More on the human side of Saint-Martin

More on the human side of Saint-Martin

Following an earlier post about Baron von Gleichen’s views of Louis-Claude de Saint-Martin, which gave an insight into how meetings of the disciples with their Master worked, now you can read a letter from the man himself!

All these insights give us a broader picture of Saint-Martin the man, rather than Saint-Martin the Theosophist. Indeed, while many pages have been written about him – especially in French – it is always fascinating to return to those times and see letters and notes from the Master and those who lived and studied alongside him.  One of the benefits of this is that we can perform a kind of modern exegesis on important issues over which many historians still argue, and attempt to draw our own conclusions based upon the evidence. Like biblical exegesis, the closer a source is to the event the more weight it is given: so documents written centuries after the death of Jesus are probably going to contain more inaccuracies, more fantasies and more wishful thinking than those written closer to the time he lived.

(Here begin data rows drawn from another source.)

PR #325, opened 2026-09-04
Let a closed vendor track be closed, not a failed check

jizhi0v0:
CapCut's beta track closed between releases and the row went red for it.
It should not have.

## What happened

9.4.0 graduated to stable and no new beta has opened, so `lastest_url` —
the field the beta recipe reads — now carries the **stable** artifact. The
recipe pins the beta token inside the filename, so it correctly refuses to
read a stable build as a beta one, and the probe finds no version.

That arrived as a check failure: a red row, a line in the "could not be
checked" banner, and a Retry that cannot work until ByteDance opens the
next beta.

**The recipe was not broken.** Days earlier the same recipe resolved
`9.4.0-beta7 → 9.4.0-beta8` with the Update button live — the "before"
picture rules out rot and leaves only "the vendor closed the track".

## The fix

A recipe can declare `trackClosedPattern`: the vendor saying, in their own
data, that this track has nothing published. CapCut empties
`lastest_beta_number` between betas — `"4"` while beta4 was current, `""`
once 9.4.0 shipped. A match reports `notApplicable`, which returns nil
instead of throwing, so the source simply has no answer.

Three constraints the mechanism is wrong without:

- **consulted only after the version pattern already missed** — a track
  that is publishing can never be talked into looking closed;
- **anchored to its key** — a bare `""` matches in a thousand places in a
  436 KB body and would swallow a genuinely broken recipe;
- **beta only** — stable's field is always populated, and giving it a
  closed state would let a real outage pass as "nothing published".

The vendor sweep's exemption is derived from the registry rather than
hand-listed, and asserts the track is *still* closed, so the day the
vendor reopens it the build fails until the declaration is removed.

## Also

- Corrects a measurement recorded on 2026-08-27 and stale since:
  `capcutpc_beta` does now return an `update_reminder`, field-for-field
  identical to `capcutpc_0`. The comment says so rather than being quietly
  edited, because the next reader should re-measure rather than trust
  either version of it.
- The updater's own release check, changelog fetch and Sparkle download
  showed a blank app column, filed beside the Homebrew catalog — which is
  blank for the opposite reason. The catalog belongs to no app; a
  self-update belongs to exactly one.
- The audit doc carries the re-measurement, the vendor-side defects found
  along the way (their What's new panel and their `1970-01-01` release
  date, neither of which touches us), and why falling back to the stable
  track — which CapCut's own updater does — was **not** implemented: it
  needs `ChannelProofRegistry` to accept a `capcutpc_0` artifact for a
  beta row, and that gate exists to stop exactly that.

## Verification

`make test` — 2222 + 188, green. The new mechanism is covered at the
recipe level and by the live vendor sweep; the `VendorProbeSource` branch
itself has no unit test, which would need a probe harness that can serve a
canned body.

### DIFF
--- a/App/Sources/AppUpdater.swift
+++ b/App/Sources/AppUpdater.swift
@@ -117,6 +117,11 @@ private final class SelfUpdateInstaller: NSObject, SPUUpdaterDelegate {
         let event = RequestEvent(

It’s the same with Saint-Martin. One of the most controversial questions about the man is whether he founded his own movement and whether he initiated and taught disciples. Now, we can’t go back in time, so our conjectures will never be one hundred percent foolproof. However, we can draw on evidence to give us a prevailing balance of support to our hypothesis. In this instance, historians come down firmly on one side or the other, almost inevitably depending upon their view of Martinism as an Order. There seems to be no middle path: either it is self-evident that Saint- Martin ran a school of learning for initiates, or the entire idea is poppycock!

Baron von Gleichen’s Memoirs, therefore, help shed some light on this. He was what is know as a primary source, in that he wasn’t reporting facts secondhand or centuries later, like many historians, or even quoting sources from other people who had written opinion pieces or conjectures: he was there! When he says he attended meetings where the Master was present and they talked (note ‘they’, not a single person), it is clear that Saint-Martin met with groups and they discussed his ideas, just as he, Willermoz and d’Hauterive had discussed Pasqually’s ideas in the Lessons of Lyon held in Willermoz’ home some years earlier. This is not distant wishful thinking, but an eye-witness account of a respectable person who had no reason to lie.

Similarly, when Léon Chauvin, the lawyer and executor of the estate of Joseph Gilbert, to whom Saint-Martin had bequeathed his archives and unpublished materials, wrote his memoir of the many meetings these two old friends had, it’s hard to discount the important comments made by Gilbert concerning his time with Saint-Martin:

“During that space of a year Gilbert hardly left him, and it was in long discussions every day that he got all the clarifications he wanted. He would even have received the Initiations if circumstances had brought together the number of initiates required for that ceremony, but despite his good intentions, Saint-Martin couldn’t cover the distances which separated them from his old disciples, who had been scattered by the revolutionary storm, before his death.”

This was in the year before Saint-Martin’s death in 1803, so he wouldn’t have been talking about resurrecting the Elus Cohen rituals of Martinès de Pasqually for such an occasion! Also, note that more than one person was needed to perform the initiation. Now, the source isn’t primary, but as a secondary contemporary report it’s as close to that as one can get. Again, this honorable man had no reason to lie: he was simply stating facts, and clearly not supporting a partisan point of view.

I like to think that Saint-Martin did indeed have a small circle of intimates on whom he performed some kind of gentle initiation or induction. He taught as a tutor rather than as a worker of wonders or a despot, preferring to allow everyone to talk instead of imposing his views (as we learn from von Gleichen’s Memoirs) and as he said of other schools: “…and those who teach there do so only by demonstrating marvelous things, or by requiring submission” (letter from Saint-Martin dated August 5th, 1798). And I like to think that the Initiation was based on simple Elus Cohen prayers or prayers from his own collection, and that the Initiation was performed by three people. Why? Because that would accord both with his Masonic roots, and with the Christic injunction for two or three to gather together in His name.

 

In the meantime, here is a letter from Saint-Martin to Willermoz, dated July 3rd, 1775, in the middle of when the Lessons of Lyon were being held. Saint-Martin is returning to Lyon, but is nervous about staying with his old friend, Jean-Baptiste Willermoz. He is losing interest in conventional Freemasonry, and is also concerned that if he stays with Willermoz he will be giving up his personal freedom. He therefore asks his friend to find him a house on the West side of the river on Gouguillon Hill, and to agree to a pretext to be used to dispel any concerns their mutual friends might have over this apparent estrangement. He uses a curious term for one of the rooms he wants in the house, a physical area. I consulted with Mathieu Ravignat, and he suggested from the French root that Saint-Martin was probably coyly referring to a private room where he could perform his Elus Cohen operations. As so often happens in these letters, he ends by asking his dear friend for a loan!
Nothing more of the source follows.